Activity >>
From the entries that follow, copy exactly the lines beginning at the line holding "luisramos0: yeah, makes sense." and continuing through the line holding "This is looking good to me :)".

Content starts

PR #3512, opened 2019-02-18
3466,3478 [Enterprise Fee Summary] Scope report to eligible: true and non-zero adjustments

### LINKED ISSUE #3466: Don't show 0 fee rows in Enterprise Fee Summary Report
**## Description**

**- As an enterprise user
**- On page: Enterprise Fee Summary Report https://staging.openfoodnetwork.org.au/admin/reports/enterprise_fee_summary
**- I want to be able to:
See results without 'noise'

At the moment there are quite a few rows that effectively contain no information e.g. they are zero. I am noticing this particularly in relation to when there are no fees attached to payment and shipping methods - there is still a row there for them even though no fees have been collected.

I think that where no fees are attached or collected there should be no row in the report

**## Acceptance Criteria**
There are no rows with value ZERO in the Enterprise Fee Summary Report

### LINKED ISSUE #3478: [Enterprise Fee Summary] Adjustments need to be scoped to "eligible: true"
Adjustments need to be scoped to `eligible: true`.

## Description

This issue also causes #3466.

It seems that adjustments can exist even when the adjustment amount is 0, for promotions associated with an order even when they are not the final one applied, and for computed payment transaction fees even if the payment failed or was invalid.

The `eligible` attribute of the adjustment tells whether the adjustment really was applied to the order or not.

The Enterprise Fee Summary report should summarize only adjustments that are `eligible: true`.

## Expected Behavior

The report should not include adjustments with 0 amount or adjustments that are not actually applied.

## Actual Behaviour

The report includes these adjustments.

## Steps to Reproduce

For each of these tests, it would be convenient to create a new user with a unique name, to more easily see results in the report.

1. Configure the hub to allow pick-up shipping.
2. As superadmin: Create a payment method with "Bogus" as provider. Set a fee for this.
3. As superadmin: Configure the hub to allow cheque payment and payment through Bogus in Step 2.

Not sure if you've used Bogus payment method before. A sample card number that works with this test provider is `4111111111111111`. Many other card numbers such as `1111111111111111` should cause failure.

To check $0 amount:

1. Checkout with pick-up for shipping and cheque for payment.
2. There should be no shipping and payment adjustments for the customer in the report, but there are entries for this.

To check no longer applicable adjustments:

1. Attempt an in checkout using Bogus payment method.
2. There would be no payment adjustment for the customer in the report yet.
3. Complete the checkout with a valid card number for Bogus again.
4. There would be an entry for the payment transaction under the customer, but this is double the correct adjustment.

## Context

[Discovered randomly](https://github.com/openfoodfoundation/openfoodnetwork/pull/3445#discussion_r255901384) while reviewing PR #3445 for Spree upgrade.

## Severity

## Possible Fix

Apply `eligible: true` to the scope for the report.

kristinalim:
Report should not include `eligible: false` and $0 adjustments.

#### What? Why?

Closes #3466 
Closes #3478 

At the moment, `eligible: false` adjustments (such as payment transactions for failed payments), and $0 adjustments (such as for pick-up orders) are still included in the report.

These should not appear.

#### What should we test?

**Preparations for Testing**

For each of these tests, it would be convenient to create a new user with a unique name, to more easily see results in the report.

As superadmin:

1. Configure the hub to allow pick-up shipping method, with no shipping fee.
2. Create a payment method with "Bogus" as provider. Set a non-zero fee for this.
3. Configure the hub to allow both cheque payment and payment through Bogus in Step 

A sample card number that works with this test provider is `4111111111111111`. A sample invalid card number is `1111111111111111`.

**Test $0 adjustment is not included**

1. Check out with pick-up for shipping and cheque for payment.
2. There should be no shipping adjustment for the customer in the report.

**Check failed/invalid adjustment is not included**

1. Attempt an invalid checkout using Bogus payment method.
2. There would be no payment adjustment for the customer in the report yet.
3. Complete the checkout with a valid card number for Bogus again.
4. There would be an entry for the payment transaction under the customer. The amount should be correct, not double.

#### Release notes

- Exclude failed and invalid adjustments from Enterprise Fee Summary
- Exclude $0 adjustments from Enterprise Fee Summary

Changelog Category: Fixed

### DIFF
--- a/engines/order_management/app/services/order_management/reports/enterprise_fee_summary/scope.rb
+++ b/engines/order_management/app/services/order_management/reports/enterprise_fee_summary/scope.rb
@@ -46,7 +46,7 @@ module OrderManagement
 
         def find_adjustments
           chain_to_scope do
-            Spree::Adjustment
+            Spree::Adjustment.eligible
           end
         end
 
--- a/engines/order_management/app/services/order_management/reports/enterprise_fee_summary/scope.rb
+++ b/engines/order_management/app/services/order_management/reports/enterprise_fee_summary/scope.rb
@@ -17,7 +17,7 @@ module OrderManagement
         end
 
         def result
-          group_data.select_attributes
+          group_data.exclude_groups_with_zero_total.select_attributes
           @scope.all
         end
 
@@ -334,6 +334,10 @@ module OrderManagement
             if params.shipping_method_ids.present?
           filter_scope(spree_payment_methods: { id: params.payment_method_ids }) \
             if params.payment_method_ids.present?
+        end
+
+        def exclude_groups_with_zero_total
+          filter_scope("spree_adjustments.amount != 0")
         end
 
         def group_data
--- a/engines/order_management/spec/services/order_management/reports/enterprise_fee_summary/report_service_spec.rb
+++ b/engines/order_management/spec/services/order_management/reports/enterprise_fee_summary/report_service_spec.rb
@@ -151,6 +151,36 @@ describe OrderManagement::Reports::EnterpriseFeeSummary::ReportService do
     end
   end
 
+  describe "data exclusions" do
+    describe "invalid adjustments (through 'eligible') like failed payments" do
+      let!(:customer_order) { prepare_order(customer: customer) }
+
+      before do
+        # Make the payment fail. See Spree::Payment#revoke_adjustment_eligibility.
+        payment = customer_order.payments.first
+        payment.state = "failed"
+        payment.save!
+      end
+
+      it "is included" do
+        totals = service.list
+
+        expect(totals.length).to eq(2)
+
+        expected_result = [
+          ["Payment Transaction", "Sample Distributor", "Sample Payment Method", "Sample Customer",
+           nil, nil, nil, "2.00"],
+          ["Shipment", "Sample Distributor", "Sample Shipping Method", "Sample Customer",
+           nil, nil, "Platform Rate", "1.00"]
+        ]
+
+        expected_result.each_with_index do |expected_attributes, row_index|
+          expect_total_attributes(totals[row_index], expected_attributes)
+        end
+      end
+    end
+  end
+
   describe "handling of more complex cases" do
     context "with non-sender fee for incoming exchange and non-receiver fee for outgoing" do
       let!(:variant) do
--- a/engines/order_management/spec/services/order_management/reports/enterprise_fee_summary/report_service_spec.rb
+++ b/engines/order_management/spec/services/order_management/reports/enterprise_fee_summary/report_service_spec.rb
@@ -214,6 +214,31 @@ describe OrderManagement::Reports::EnterpriseFeeSummary::ReportService do
         end
       end
     end
+
+    describe "$0 mandatory adjustments" do
+      let!(:payment_method) do
+        create(:payment_method, :per_item, amount: 0, name: "Sample Payment Method")
+      end
+
+      let!(:customer_order) { prepare_order(customer: customer) }
+
+      it "is included" do
+        totals = service.list
+
+        expect(totals.length).to eq(2)
+
+        expected_result = [
+          ["Payment Transaction", "Sample Distributor", "Sample Payment Method", "Sample Customer",
+           nil, nil, nil, "0.00"],
+          ["Shipment", "Sample Distributor", "Sample Shipping Method", "Sample Customer",
+           nil, nil, "Platform Rate", "1.00"]
+        ]
+
+        expected_result.each_with_index do |expected_attributes, row_index|
+          expect_total_attributes(totals[row_index], expected_attributes)
+        end
+      end
+    end
   end
 
   describe "handling of more complex cases" do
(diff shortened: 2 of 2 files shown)


engines/order_management/app/services/order_management/reports/enterprise_fee_summary/scope.rb
```diff
@@ -336,6 +336,10 @@ def filter_by_fee(params)
             if params.payment_method_ids.present?
         end
 
+        def exclude_groups_with_zero_total
+          filter_scope("spree_adjustments.amount != 0")
```
luisramos0: I dont think you need to replicate model logic here, adjustments.set_eligibility is already giving you this:
https://github.com/openfoodfoundation/spree/blob/step-6a/core/app/models/spree/adjustment.rb#L65

```suggestion
          filter_scope("spree_adjustments.eligible = true")
```

sauloperez: Good catch. Then this can be turned into `filter_scope(eligible: true)` :ok_hand:

kristinalim: Thanks, @luisramos0.

My finding about this is that $0 adjustments are not automatically set to `eligible: false` if `mandatory: true`, which is the case for all/most types of order adjustments. The only adjustment I hadn't checked was `TagRule` (I haven't explored how to use this yet). Failed payment transaction fee adjustments are also set to `eligible: false`.

Do let me know if it seems I'm misunderstanding.

In [`CalculatedAdjustments#create_adjustment`](https://github.com/openfoodfoundation/spree/blob/step-6a/core/lib/spree/core/calculated_adjustments.rb#L27):

```ruby
def create_adjustment(label, target, calculable, mandatory=false)
  # ...
end
```

And notice the 4th argument below:

```
$ git grep "create_adjustment("
app/models/product_distribution.rb:20:    a = enterprise_fee.create_adjustment(adjustment_label_for(line_item), line_item.order, line_item, true)
app/models/spree/payment_decorator.rb:24:        payment_method.create_adjustment(adjustment_label, order, self, true)
app/models/tag_rule/discount_order.rb:8:    create_adjustment(I18n.t("discount"), subject, subject)
lib/open_food_network/enterprise_fee_applicator.rb:4:      a = enterprise_fee.create_adjustment(line_item_adjustment_label, line_item.order, line_item, true)
lib/open_food_network/enterprise_fee_applicator.rb:12:      a = enterprise_fee.create_adjustment(order_adjustment_label, order, order, true)
spec/models/enterprise_fee_spec.rb:112:      pd1.enterprise_fee.create_adjustment('foo1', line_item.order, line_item, true)
spec/models/enterprise_fee_spec.rb:113:      pd2.enterprise_fee.create_adjustment('foo2', line_item.order, line_item, true)
spec/models/enterprise_fee_spec.rb:125:      tax_rate.create_adjustment('foo', line_item.order, line_item)
spec/models/enterprise_fee_spec.rb:146:      pd1.enterprise_fee.create_adjustment('foo1', line_item1.order, line_item1, true)
spec/models/enterprise_fee_spec.rb:147:      pd2.enterprise_fee.create_adjustment('foo2', line_item1.order, line_item1, true)
spec/models/enterprise_fee_spec.rb:148:      pd3.enterprise_fee.create_adjustment('foo3', line_item2.order, line_item2, true)
spec/models/enterprise_fee_spec.rb:149:      pd4.enterprise_fee.create_adjustment('foo4', line_item2.order, line_item2, true)
spec/models/product_distribution_spec.rb:77:        adjustment = pd.enterprise_fee.create_adjustment('foo', line_item.order, line_item, true)
spec/models/product_distribution_spec.rb:85:        pd.enterprise_fee.create_adjustment('one', line_item.order, line_item, true)
spec/models/product_distribution_spec.rb:86:        pd.enterprise_fee.create_adjustment('two', line_item.order, line_item, true)
spec/models/spree/order_spec.rb:145:      a = ef.create_adjustment("adjustment", o, o, true)
spec/models/spree/order_spec.rb:153:      a = ef.create_adjustment("adjustment", o, o, true)
spec/models/spree/order_spec.rb:163:      sm.create_adjustment("adjustment", o, o, true)
spec/models/spree/order_spec.rb:171:      ef.create_adjustment("adjustment", li.order, li, true)
spec/models/tag_rule/discount_order_spec.rb:78:        shipping_method.create_adjustment("Shipping", order, order, true)
```

kristinalim: Interestingly, Spree's default `mandatory` is `false`.

luisramos0: yeah, makes sense.
I am not sure we are using mandatory correctly in these cases...

anyway, we need to keep your original approach here as we don't want to review the mandatory situation just because of this...

RachL:
This is looking good to me :)

Ready to go! Testing notes: https://docs.google.com/document/d/12jtljG3ABkNR4j4qhrKbnBCVxKdB2FWZFq9NxwT4K_8/edit#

Content ends

Answer box >>
luisramos0: yeah, makes sense.
I am not sure we are using mandatory correctly in these cases...

anyway, we need to keep your original approach here as we don't want to review the mandatory situation just because of this...

RachL:
This is looking good to me :)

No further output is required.